Despite his optimism that MU is moving medicine in the right direction, Basch is not optimistic regarding Stage 2 attestations. He cites the medication reconciliation requirement, in which doctors must declare visits a “transition of care” to be counted, and the patient-specific-educational-materials measure, which uses a denominator based on a fixed percentage of patients, as potential problems for providers.

“I think there is going to be a higher failure rate for Stage 2 because there are more opportunities to trip up,” he says. “People will fail because they did in their minds what they thought was the right thing, but they didn’t understand how their vendor was mapping something.”

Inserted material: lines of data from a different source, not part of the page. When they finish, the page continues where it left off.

PR #763, opened 2024-06-25
partitions feature documentation

mattculler:

-----

Write documentation for application developers who want to use partitions.

(CRAFT-3030)


docs/how-to/partitions.rst
```diff
@@ -0,0 +1,123 @@
...
+
+  organize:
+    (kernel)/usr/local/bin/hello: bin/hello
+
+  Cannot organize files from 'kernel' partition.
+  Files can only be organized from the 'default' partition
+
+When the ``stage`` and ``prime`` keywords are not provided for a part, craft-parts' default behavior is to stage and prime all files for the part in all partitions.
+
+(If a stage or prime filter `is` applied to a partition, the default behavior will not be affected for the other partitions.)
```
mr-cal, line 81: needs double ticks:

```suggestion
(If a stage or prime filter ``is`` applied to a partition, the default behavior will not be affected for the other partitions.)
```

Will you be so kind as to sneak this into your PR?

```diff
diff --git a/.github/workflows/tests.yaml b/.github/workflows/tests.yaml
index 1bff626..31c3fa2 100644
--- a/.github/workflows/tests.yaml
+++ b/.github/workflows/tests.yaml
@@ -42,6 +42,9 @@ jobs:
       - name: Run pydocstyle
         run: |
           make test-pydocstyle
+      - name: Run lint-docs
+        run: |
+          tox run -e lint-docs
       - name: Run pyright
         run: |
           sudo snap install --classic node
```

craft-parts hasn't been rebased onto starbase so this is a bandaid to ensure we don't start snowballing documentation problems from a lack of linting.

It looks like there are 3 small errors in existing documentation that should be very quick to fix.

Ideally you would break all lines at 80 characters, but a ton of docs here are not conforming to that so we can deal with that later.

mattculler: Thanks @mr-cal!  In your suggestion, the single backticks were intentional - I want that "is" to be italicized, not monospaced.

And yep no problem, I'll add the doc linting band-aid and fix the other linting issues.

mr-cal: I think `*` is the right way to do italics or "emphasis" for RST

mattculler: Thanks, fixed

docs/how-to/partitions.rst
```diff
@@ -0,0 +1,123 @@
...
+``default`` must always be the first listed partition.
+
+Partition names and namespace names must consist of *only* lower-case alphabetic characters, unless a partition exists under a namespace, in which case it may also contain hyphen characters, though the first and last characters must still be alphabetic.
+
+.. _app_changes:
+
+Required application changes
+============================
+
+To add partition support to an application, two basic changes are needed to the ``craft-application``.
```
mr-cal, line 19: This feels like a "How to enable partitions through craft-application` rather than a `craft-parts` how to.  I think your how-to from a craft-application perspective is more useful but perhaps this belongs in craft-application?

Ashort reference in craft-parts could cover the specifics like naming conventions, env vars, etc.

docs/how-to/partitions.rst
```diff
@@ -0,0 +1,123 @@
...
+Defined partitions may be referenced in the ``organize``, ``stage``, and ``prime`` sections of your configuration yaml files::
+
+  organize:
+    <source-path>: (<partition>)/<path>
+  stage:
+    - (<partition>)/<path>
+  prime:
+    - (<partition>)/<path>
+
+Paths in the configuration yaml not beginning with a partition label will implicitly use the default partition.
```
mr-cal, line 69: I would move this to reference as it is essentially an API reference.

docs/how-to/partitions.rst
```diff
@@ -0,0 +1,123 @@
...
+  $CRAFT_PRIME                   -> prime
+  $CRAFT_DEFAULT_PRIME           -> prime
+  $CRAFT_KERNEL_PRIME            -> partitions/kernel/prime
+  $CRAFT_COMPONENT_BAR_BAZ_PRIME -> partitions/component/bar-baz/prime
+
+(Note that the hyphen in the partition ``component/bar-baz`` is converted to an underscore in the corresponding variable name.)
+
+You might use these variables in a lifecycle override section of a configuration yaml.  For instance::
+
+  ...
```
mr-cal, line 104: Syntax hightlight with:

```suggestion
.. code-block:: yaml
```

mr-cal (commented):
The documentation itself looks great! I have some opinions on the location and separation of how-to and reference.

docs/how-to/partitions.rst
```diff
@@ -0,0 +1,136 @@
+******************************************
+Add partition support to an application
+******************************************
+
+Partitions basics
+=================
+
+In the below examples, we work with three partitions: ``default``, ``kernel``, and ``bar-baz``.  The ``default`` and ``kernel`` partitions do not have a namespace.  The ``bar-baz`` partition is part of the ``component`` namespace.
```
cmatsuoka, line 8: Perhaps it would be easier to understand if you establish the concept of partitions first, mentioning that they're statically created by the application, and covering namespaced partitions after that (maybe in a separate  section) as a mechanism to do dynamic partitioning.

cmatsuoka, line 8: Maybe calling the partitions `default`, `foo` and `bar` and namespacing `bar` to have `bar-baz` inside could make example names more consistent and easier to follow?

docs/how-to/partitions.rst
```diff
@@ -0,0 +1,136 @@
...
+
+To add partition support to an application, two basic changes are needed to the ``craft-application``.
+
+#. Enable the feature
+
+   When creating the :class:`AppMetadata <craft_application.AppMetadata>`, specify that the application will use the partitions feature:
+
+   .. code-block:: python
+
+     from craft_application import AppMetadata, AppFeatures
```
cmatsuoka, line 27: As @mr-cal mentioned above, craft-parts is not aware of the existence of craft-application. If in craft-parts, this documentation should use only the craft-parts API. Craft-application usage should be part of the craft-application documentation.

docs/how-to/partitions.rst
```diff
@@ -0,0 +1,136 @@
...
+         partitions=["default", "kernel", "component/bar-baz"],
+       )
+
+Using the partitions
+====================
+
+Partitions cannot be used until `after you have configured your application <#app-changes>`_.
+
+In configuration yaml lifecycle
+-------------------------------
```
cmatsuoka, line 62: This section title is a bit confusing, maybe it could be something like "In the parts definition"? Note that craft-parts doesn't have a "project" concept.

docs/how-to/partitions.rst
```diff
@@ -0,0 +1,136 @@
...
+
+Defined partitions may be referenced in the ``organize``, ``stage``, and ``prime`` sections of your configuration yaml files:
```
cmatsuoka, line 64: Maybe explicitly mention that the partition names are enclosed in parentheses?

docs/how-to/partitions.rst
mattculler: Good suggestion!

docs/how-to/partitions.rst
mattculler: Yeah that makes sense, I'll split it up.

docs/how-to/partitions.rst
mattculler: Will update section title in the `craft-application` partitions docs PR.

mr-cal (approved):

docs/common/craft-parts/reference/part_properties.rst
```diff
@@ -90,6 +90,22 @@ to the ``bin`` directory in the staging area and renamed to ``hello``:
    organize:
      hello.py: bin/hello
 
+If partitions are in use by the application, they may be referenced by prepending the partition name, surrounded by parentheses, to the destination path.  Only the destination path may specify a partition; source paths always reference the ``default`` partition.  Omitting the partition name in the destination path causes the file to be copied to the ``default`` partition.
```
lengau, line 93: Stuff that mentions partitions should have a way to ignore them when including the file (e.g. a header so we can have an `end_before`).

docs/common/craft-parts/reference/partition_specific_output_directory_variables.rst
```diff
@@ -0,0 +1,18 @@
+Partition-specific output directory environment variables
+---------------------------------------------------------
+
+If partitions have been enabled, partition-specific environment variables will be created for use during step processing and execution of user-defined scriptlets.
```
lengau, line 4:
```suggestion
If partitions are enabled, partition-specific environment variables will be created for use during step processing and execution of user-defined scriptlets.
```

docs/common/craft-parts/reference/part_properties.rst
mattculler: @lengau I don't understand what you mean.  I'm going to mark this resolved for now, I expect to make another pass on the docs as I implement partitions and we can address this then.

cmatsuoka (approved):

docs/common/craft-parts/reference/part_properties.rst
lengau: The stuff that's in the `common` directory gets `include`d in other projects. Rockcraft for example includes these files but doesn't have partitions enabled, so we should have a way to exclude the info about partitions from the Rockcraft docs.

mattculler: Ahh ok gotcha, thank you!  I'll do this on the next round.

Providers also need to be prepared for MU audits, which can occur for up to six years after attestation. “Once you are audited, you potentially can be audited again because it’s truly random,” Griskewicz says. “Do not throw out your documentation even if you are audited once.”

Blake, meanwhile, says doctors need to make their voices heard as Stage 3 approaches. “Providers and practices need to speak up about where they’re having challenges and meeting roadblocks,” she says.